Content starts

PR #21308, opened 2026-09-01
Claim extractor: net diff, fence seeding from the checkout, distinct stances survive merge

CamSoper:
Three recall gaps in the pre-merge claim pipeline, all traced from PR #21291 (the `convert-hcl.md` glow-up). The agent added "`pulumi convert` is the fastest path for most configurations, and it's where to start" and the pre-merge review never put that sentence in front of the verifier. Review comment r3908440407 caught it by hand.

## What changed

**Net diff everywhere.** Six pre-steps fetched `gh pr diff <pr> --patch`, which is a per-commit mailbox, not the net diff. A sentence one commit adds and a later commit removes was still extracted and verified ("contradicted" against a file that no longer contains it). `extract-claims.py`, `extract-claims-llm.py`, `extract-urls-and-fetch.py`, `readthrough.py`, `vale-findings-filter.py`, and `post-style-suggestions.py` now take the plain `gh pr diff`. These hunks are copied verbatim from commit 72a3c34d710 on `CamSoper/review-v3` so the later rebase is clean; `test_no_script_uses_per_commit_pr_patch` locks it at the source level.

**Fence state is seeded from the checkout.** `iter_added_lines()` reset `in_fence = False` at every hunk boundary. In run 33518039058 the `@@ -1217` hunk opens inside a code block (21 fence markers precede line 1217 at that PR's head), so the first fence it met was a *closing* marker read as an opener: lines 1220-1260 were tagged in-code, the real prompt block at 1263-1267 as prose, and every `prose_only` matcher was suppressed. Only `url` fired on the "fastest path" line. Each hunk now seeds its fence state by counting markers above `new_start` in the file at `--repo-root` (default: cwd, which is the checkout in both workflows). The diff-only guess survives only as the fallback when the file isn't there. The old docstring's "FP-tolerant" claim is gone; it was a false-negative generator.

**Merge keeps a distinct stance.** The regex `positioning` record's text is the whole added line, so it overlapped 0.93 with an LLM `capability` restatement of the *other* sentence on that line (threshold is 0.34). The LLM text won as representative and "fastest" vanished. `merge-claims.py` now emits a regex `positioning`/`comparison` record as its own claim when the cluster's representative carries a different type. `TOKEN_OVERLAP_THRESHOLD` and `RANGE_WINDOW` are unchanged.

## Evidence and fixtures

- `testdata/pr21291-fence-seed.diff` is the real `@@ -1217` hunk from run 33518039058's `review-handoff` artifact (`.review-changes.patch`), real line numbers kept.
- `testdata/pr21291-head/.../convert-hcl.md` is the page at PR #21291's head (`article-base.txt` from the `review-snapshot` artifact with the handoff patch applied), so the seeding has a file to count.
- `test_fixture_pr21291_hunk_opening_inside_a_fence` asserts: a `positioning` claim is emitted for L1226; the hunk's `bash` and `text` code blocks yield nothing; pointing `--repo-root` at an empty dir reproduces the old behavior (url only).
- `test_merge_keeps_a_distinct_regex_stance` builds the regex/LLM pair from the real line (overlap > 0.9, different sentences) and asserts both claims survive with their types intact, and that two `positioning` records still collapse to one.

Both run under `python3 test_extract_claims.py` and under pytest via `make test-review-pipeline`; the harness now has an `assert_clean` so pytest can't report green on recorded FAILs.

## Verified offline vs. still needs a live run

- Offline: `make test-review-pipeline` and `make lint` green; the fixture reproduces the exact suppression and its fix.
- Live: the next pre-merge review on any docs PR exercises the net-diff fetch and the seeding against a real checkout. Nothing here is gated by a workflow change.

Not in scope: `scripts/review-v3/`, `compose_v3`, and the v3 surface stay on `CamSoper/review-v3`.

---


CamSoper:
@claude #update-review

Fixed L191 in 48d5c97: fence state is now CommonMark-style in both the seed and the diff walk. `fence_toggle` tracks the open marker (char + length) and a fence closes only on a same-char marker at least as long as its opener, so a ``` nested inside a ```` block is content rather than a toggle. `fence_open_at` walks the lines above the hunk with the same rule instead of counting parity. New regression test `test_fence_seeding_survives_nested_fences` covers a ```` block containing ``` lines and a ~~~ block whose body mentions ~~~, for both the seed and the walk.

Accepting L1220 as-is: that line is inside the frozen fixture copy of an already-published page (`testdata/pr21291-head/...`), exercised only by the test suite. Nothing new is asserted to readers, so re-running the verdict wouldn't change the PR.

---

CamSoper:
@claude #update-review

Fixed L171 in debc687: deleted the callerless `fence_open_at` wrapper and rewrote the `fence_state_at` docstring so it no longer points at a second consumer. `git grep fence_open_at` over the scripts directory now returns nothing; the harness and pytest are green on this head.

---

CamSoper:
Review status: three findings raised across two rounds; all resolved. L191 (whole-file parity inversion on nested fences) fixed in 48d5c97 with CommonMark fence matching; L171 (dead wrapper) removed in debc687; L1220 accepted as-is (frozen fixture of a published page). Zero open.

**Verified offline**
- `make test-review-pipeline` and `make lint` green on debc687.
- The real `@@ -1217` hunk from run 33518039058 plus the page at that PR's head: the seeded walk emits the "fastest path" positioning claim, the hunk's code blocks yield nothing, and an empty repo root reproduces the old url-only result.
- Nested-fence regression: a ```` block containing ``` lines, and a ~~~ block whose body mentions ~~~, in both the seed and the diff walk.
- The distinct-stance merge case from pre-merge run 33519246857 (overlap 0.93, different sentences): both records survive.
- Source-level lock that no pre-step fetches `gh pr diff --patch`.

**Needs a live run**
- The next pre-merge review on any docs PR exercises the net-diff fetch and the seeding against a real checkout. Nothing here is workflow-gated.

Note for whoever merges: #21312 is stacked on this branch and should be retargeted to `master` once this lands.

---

Content ends
Content starts

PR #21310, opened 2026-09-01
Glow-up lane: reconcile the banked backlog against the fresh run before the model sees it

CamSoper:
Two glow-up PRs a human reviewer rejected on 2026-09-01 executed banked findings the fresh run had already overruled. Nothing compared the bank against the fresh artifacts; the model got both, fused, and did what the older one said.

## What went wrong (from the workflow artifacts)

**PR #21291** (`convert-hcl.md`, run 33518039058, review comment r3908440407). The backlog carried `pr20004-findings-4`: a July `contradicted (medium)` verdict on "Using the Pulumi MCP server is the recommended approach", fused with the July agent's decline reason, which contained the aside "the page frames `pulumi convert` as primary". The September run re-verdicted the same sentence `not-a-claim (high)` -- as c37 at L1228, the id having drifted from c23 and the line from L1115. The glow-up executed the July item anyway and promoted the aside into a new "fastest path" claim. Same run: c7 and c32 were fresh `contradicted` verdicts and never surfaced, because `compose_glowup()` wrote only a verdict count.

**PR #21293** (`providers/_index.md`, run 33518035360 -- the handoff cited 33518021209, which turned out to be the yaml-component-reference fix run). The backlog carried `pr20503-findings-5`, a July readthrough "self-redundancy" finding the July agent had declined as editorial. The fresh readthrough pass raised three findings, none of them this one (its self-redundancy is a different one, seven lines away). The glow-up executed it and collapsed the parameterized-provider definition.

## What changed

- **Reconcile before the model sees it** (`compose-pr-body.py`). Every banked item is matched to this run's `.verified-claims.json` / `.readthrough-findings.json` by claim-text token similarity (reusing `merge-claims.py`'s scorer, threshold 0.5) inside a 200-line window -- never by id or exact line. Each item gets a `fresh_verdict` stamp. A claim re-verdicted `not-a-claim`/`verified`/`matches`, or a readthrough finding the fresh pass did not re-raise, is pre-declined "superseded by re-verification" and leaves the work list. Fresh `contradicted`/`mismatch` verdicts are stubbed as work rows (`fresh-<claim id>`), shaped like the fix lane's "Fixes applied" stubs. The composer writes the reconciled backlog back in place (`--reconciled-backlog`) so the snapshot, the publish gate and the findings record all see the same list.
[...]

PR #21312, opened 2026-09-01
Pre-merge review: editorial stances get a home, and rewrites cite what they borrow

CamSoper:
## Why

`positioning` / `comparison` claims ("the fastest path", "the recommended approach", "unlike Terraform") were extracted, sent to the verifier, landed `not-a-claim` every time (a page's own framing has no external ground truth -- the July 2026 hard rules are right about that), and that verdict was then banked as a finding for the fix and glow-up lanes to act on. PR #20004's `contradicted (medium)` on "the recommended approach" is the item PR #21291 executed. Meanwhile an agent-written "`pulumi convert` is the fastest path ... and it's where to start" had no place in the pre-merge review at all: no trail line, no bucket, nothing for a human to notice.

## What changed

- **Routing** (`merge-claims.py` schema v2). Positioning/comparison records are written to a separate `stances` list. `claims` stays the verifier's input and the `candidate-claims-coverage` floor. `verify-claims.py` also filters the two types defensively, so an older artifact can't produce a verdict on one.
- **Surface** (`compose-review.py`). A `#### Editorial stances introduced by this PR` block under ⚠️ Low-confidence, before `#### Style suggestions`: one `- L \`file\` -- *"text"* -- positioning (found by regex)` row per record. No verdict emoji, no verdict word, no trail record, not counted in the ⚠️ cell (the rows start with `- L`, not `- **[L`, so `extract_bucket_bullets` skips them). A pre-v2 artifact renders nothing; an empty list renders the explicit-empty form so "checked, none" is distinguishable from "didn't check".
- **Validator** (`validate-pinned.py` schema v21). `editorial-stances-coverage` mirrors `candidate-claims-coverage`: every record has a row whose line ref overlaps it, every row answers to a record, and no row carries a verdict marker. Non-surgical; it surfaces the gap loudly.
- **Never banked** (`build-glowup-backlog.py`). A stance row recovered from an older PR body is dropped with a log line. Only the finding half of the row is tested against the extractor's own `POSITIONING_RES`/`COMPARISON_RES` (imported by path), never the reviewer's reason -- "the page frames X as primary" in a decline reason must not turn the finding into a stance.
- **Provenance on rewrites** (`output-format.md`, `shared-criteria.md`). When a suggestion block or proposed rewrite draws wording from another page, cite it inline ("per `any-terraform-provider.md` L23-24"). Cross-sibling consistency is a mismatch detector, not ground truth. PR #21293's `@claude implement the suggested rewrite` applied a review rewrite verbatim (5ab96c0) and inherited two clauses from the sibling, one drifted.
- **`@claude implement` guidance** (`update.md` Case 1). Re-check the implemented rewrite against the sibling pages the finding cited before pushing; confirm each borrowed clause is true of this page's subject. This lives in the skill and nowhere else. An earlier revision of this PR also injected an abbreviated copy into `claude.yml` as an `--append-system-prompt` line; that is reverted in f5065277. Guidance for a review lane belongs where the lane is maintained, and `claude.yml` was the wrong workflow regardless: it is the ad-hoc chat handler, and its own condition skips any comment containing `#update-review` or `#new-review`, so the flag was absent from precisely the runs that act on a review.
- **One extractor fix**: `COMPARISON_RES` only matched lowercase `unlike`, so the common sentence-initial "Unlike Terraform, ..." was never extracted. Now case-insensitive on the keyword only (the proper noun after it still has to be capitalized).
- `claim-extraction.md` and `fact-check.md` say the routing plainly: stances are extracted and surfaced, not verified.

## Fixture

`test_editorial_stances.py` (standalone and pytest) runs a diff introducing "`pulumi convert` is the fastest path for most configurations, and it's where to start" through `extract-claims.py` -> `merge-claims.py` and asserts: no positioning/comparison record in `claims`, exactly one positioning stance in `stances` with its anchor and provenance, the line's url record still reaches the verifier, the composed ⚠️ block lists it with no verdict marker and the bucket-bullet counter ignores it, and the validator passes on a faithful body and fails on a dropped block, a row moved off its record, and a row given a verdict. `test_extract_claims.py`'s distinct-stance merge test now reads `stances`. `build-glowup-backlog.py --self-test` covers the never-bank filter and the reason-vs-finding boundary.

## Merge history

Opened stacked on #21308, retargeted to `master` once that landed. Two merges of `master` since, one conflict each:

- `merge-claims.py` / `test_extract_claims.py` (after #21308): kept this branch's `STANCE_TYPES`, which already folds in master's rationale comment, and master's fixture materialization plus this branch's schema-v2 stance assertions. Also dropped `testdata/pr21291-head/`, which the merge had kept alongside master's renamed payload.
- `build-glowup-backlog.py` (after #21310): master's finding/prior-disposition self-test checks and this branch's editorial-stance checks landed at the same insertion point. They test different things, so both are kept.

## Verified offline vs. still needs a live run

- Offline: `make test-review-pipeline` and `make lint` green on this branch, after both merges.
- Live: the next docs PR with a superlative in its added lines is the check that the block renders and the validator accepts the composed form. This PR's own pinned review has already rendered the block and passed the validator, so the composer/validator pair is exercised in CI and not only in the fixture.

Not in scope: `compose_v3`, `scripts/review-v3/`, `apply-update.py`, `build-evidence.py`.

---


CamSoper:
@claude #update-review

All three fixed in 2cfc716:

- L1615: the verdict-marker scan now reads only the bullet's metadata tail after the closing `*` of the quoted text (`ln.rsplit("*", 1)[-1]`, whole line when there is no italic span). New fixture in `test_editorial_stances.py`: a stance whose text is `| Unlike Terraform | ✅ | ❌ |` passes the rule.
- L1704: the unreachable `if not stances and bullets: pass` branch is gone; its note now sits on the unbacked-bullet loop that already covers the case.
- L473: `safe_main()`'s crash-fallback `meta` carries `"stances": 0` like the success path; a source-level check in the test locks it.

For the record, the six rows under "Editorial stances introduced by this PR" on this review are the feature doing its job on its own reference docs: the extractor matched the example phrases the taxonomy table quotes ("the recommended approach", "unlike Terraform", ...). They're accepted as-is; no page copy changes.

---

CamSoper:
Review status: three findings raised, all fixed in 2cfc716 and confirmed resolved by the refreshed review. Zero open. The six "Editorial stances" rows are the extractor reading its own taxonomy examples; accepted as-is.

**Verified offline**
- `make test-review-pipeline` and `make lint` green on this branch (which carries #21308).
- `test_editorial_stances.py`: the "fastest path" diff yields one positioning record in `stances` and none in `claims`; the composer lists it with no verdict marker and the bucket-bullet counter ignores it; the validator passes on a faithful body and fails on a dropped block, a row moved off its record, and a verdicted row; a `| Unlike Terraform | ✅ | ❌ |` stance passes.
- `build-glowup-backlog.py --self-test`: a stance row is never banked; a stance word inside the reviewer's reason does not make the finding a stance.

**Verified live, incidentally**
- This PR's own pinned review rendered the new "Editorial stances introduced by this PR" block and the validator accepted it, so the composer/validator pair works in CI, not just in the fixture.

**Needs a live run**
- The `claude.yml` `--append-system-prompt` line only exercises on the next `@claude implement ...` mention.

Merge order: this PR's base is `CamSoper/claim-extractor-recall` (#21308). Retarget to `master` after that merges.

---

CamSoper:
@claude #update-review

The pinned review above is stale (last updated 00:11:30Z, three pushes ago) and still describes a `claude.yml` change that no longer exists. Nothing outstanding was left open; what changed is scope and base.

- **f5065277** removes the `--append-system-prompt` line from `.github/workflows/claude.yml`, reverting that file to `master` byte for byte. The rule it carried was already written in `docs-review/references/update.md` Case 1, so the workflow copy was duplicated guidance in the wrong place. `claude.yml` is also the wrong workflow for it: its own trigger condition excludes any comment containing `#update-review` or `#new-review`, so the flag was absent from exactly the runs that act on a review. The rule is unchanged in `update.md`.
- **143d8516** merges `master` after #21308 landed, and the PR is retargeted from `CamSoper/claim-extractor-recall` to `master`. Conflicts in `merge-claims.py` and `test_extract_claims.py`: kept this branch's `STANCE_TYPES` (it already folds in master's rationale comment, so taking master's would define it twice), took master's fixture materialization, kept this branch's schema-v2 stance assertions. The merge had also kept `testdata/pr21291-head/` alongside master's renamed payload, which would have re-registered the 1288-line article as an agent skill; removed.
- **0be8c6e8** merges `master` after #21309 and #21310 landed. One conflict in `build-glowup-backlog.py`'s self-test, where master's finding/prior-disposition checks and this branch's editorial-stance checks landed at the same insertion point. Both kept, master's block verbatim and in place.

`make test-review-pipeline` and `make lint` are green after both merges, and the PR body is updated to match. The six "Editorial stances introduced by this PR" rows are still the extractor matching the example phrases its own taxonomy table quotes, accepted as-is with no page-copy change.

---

Content ends

*TASK ITEM*
Could you copy out every line in the listing where the word "them" appears?

*SOLUTION FOR THIS PROBLEM*
**PR #21293** (`providers/_index.md`, run 33518035360 -- the handoff cited 33518021209, which turned out to be the yaml-component-reference fix run). The backlog carried `pr20503-findings-5`, a July readthrough "self-redundancy" finding the July agent had declined as editorial. The fresh readthrough pass raised three findings, none of them this one (its self-redundancy is a different one, seven lines away). The glow-up executed it and collapsed the parameterized-provider definition.
- **Surface** (`compose-review.py`). A `#### Editorial stances introduced by this PR` block under ⚠️ Low-confidence, before `#### Style suggestions`: one `- L \`file\` -- *"text"* -- positioning (found by regex)` row per record. No verdict emoji, no verdict word, no trail record, not counted in the ⚠️ cell (the rows start with `- L`, not `- **[L`, so `extract_bucket_bullets` skips them). A pre-v2 artifact renders nothing; an empty list renders the explicit-empty form so "checked, none" is distinguishable from "didn't check".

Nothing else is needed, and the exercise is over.